Assigned task:
The answer must be one number: how many lines in the records below contain the string "were".

Saved data entries
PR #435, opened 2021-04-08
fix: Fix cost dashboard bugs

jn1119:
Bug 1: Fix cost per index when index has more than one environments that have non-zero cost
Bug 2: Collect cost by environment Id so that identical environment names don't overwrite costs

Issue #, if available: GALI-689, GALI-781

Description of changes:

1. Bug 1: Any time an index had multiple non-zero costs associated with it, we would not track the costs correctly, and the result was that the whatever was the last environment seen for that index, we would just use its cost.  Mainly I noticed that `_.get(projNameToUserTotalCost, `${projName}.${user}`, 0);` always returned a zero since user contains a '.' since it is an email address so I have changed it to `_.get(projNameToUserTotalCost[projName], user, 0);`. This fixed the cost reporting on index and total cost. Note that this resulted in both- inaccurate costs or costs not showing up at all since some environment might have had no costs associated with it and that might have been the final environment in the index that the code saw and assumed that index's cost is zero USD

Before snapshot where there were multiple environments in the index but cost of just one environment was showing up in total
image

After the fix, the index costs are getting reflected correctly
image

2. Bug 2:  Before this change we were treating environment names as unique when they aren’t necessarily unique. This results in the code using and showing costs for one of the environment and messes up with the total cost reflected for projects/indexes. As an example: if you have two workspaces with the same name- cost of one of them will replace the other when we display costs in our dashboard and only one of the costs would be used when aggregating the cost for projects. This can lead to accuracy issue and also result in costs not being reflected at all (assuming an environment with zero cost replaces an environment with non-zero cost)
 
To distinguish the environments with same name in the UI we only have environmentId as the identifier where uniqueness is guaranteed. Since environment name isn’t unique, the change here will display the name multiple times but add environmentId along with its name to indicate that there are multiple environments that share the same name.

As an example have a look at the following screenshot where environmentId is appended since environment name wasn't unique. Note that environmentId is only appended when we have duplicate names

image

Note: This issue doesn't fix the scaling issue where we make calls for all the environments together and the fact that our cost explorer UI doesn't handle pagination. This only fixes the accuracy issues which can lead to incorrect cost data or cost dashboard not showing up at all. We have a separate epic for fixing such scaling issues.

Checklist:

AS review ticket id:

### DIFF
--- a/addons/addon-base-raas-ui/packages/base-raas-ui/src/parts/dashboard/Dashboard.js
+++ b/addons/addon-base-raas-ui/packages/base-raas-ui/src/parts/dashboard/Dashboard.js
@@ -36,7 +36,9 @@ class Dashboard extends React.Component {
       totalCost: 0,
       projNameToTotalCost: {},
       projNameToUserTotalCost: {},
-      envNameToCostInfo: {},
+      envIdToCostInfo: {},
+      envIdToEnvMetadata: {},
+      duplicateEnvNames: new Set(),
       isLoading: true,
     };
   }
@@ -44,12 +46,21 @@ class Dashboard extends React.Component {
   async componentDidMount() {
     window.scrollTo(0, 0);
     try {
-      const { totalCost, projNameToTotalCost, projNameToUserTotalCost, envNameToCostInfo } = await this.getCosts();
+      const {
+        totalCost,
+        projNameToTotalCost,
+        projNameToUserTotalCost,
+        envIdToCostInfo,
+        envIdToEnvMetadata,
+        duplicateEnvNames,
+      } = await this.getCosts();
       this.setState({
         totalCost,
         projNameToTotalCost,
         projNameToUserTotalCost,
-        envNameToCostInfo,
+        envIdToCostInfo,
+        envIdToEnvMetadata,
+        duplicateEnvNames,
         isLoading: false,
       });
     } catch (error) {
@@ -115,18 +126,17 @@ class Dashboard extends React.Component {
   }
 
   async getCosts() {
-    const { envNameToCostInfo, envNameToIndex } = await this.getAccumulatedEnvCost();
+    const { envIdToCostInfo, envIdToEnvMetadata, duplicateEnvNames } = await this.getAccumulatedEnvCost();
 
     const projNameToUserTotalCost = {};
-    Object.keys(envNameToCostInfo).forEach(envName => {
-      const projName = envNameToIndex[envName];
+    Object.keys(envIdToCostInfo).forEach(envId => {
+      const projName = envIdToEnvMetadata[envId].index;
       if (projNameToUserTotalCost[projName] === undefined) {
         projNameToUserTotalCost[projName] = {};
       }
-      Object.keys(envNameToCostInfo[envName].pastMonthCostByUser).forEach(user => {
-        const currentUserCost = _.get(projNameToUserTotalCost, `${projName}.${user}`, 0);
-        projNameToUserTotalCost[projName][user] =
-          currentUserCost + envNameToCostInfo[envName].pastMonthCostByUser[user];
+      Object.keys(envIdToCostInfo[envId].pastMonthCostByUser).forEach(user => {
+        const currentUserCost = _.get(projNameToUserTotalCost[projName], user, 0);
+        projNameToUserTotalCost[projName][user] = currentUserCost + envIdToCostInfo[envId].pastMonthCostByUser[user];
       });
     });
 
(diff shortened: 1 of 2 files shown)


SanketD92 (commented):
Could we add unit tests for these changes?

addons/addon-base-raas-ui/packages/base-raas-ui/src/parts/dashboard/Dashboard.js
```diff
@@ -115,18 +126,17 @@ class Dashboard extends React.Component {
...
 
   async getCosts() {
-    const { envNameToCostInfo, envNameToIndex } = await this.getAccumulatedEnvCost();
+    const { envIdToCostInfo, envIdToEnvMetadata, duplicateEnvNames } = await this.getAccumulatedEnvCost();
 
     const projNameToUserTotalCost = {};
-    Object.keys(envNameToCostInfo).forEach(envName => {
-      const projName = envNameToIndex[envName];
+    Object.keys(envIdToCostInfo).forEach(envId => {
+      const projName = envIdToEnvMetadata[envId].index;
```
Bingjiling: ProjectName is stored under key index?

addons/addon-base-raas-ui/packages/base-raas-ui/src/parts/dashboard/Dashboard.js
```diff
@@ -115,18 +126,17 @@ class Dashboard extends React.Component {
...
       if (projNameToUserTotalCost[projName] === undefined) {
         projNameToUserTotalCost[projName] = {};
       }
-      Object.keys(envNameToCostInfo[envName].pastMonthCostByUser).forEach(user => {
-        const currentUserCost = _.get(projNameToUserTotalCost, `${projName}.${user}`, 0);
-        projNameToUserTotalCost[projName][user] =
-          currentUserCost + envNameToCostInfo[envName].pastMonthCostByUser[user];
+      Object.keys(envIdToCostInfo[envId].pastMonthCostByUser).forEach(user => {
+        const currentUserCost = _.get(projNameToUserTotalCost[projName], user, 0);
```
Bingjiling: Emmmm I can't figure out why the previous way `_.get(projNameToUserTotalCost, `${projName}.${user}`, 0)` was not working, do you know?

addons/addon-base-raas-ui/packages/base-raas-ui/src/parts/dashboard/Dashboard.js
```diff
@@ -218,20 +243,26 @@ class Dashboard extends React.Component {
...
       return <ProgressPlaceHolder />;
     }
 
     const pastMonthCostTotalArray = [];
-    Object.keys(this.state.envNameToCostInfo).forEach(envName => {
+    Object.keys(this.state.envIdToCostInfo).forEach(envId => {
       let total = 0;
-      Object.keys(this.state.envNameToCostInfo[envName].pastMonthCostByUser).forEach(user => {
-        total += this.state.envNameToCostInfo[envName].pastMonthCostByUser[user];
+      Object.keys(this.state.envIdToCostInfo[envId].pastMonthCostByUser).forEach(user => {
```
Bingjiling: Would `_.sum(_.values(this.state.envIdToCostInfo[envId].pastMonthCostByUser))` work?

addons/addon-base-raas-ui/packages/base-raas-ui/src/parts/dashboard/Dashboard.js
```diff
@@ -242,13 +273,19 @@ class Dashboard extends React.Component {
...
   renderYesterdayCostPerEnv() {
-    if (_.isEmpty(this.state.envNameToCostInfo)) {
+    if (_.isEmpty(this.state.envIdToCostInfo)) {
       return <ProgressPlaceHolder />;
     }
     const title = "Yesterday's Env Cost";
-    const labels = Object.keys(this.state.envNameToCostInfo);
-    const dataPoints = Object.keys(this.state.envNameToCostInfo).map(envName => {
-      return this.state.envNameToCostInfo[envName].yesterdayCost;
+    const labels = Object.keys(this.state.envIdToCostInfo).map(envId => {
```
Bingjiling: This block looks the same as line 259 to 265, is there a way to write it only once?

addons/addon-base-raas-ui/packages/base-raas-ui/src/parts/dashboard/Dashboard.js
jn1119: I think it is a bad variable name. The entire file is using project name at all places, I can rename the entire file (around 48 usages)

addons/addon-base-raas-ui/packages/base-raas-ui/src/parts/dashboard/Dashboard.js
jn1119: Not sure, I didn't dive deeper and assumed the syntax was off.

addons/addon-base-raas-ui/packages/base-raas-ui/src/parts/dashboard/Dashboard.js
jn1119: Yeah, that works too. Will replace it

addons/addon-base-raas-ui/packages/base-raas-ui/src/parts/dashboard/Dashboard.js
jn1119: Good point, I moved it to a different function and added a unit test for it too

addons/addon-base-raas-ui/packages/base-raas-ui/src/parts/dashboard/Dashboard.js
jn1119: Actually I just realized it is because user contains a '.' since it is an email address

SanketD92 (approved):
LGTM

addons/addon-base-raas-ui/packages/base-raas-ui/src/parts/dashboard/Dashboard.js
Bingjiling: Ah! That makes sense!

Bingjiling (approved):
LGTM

---

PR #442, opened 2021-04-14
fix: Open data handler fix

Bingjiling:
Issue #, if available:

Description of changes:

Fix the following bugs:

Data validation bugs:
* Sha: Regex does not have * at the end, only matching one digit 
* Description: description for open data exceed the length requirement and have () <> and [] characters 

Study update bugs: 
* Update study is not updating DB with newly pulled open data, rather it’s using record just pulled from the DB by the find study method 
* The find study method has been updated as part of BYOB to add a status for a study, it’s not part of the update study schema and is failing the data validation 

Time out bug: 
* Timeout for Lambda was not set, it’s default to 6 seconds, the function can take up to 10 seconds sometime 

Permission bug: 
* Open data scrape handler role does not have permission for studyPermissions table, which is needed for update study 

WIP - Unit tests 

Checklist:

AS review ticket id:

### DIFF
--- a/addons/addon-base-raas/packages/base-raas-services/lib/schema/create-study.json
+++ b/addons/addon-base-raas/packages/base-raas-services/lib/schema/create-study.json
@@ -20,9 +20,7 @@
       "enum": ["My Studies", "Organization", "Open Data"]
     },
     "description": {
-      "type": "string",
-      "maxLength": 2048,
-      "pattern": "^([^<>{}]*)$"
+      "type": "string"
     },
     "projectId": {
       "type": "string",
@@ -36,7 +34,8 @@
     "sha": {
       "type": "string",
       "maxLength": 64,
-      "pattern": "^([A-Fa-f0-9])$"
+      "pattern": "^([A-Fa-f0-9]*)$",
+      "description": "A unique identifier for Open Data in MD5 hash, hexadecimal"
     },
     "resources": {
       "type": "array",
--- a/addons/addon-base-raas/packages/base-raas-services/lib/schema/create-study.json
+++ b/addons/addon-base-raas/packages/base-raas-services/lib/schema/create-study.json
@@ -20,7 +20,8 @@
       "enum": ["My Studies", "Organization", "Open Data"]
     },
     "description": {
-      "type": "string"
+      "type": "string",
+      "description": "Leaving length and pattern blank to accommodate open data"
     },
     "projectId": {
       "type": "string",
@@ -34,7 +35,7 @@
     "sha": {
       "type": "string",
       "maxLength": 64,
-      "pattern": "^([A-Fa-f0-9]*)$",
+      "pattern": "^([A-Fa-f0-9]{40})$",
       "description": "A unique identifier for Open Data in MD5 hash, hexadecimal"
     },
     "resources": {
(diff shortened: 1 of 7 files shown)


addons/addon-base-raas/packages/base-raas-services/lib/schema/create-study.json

Answer section:
2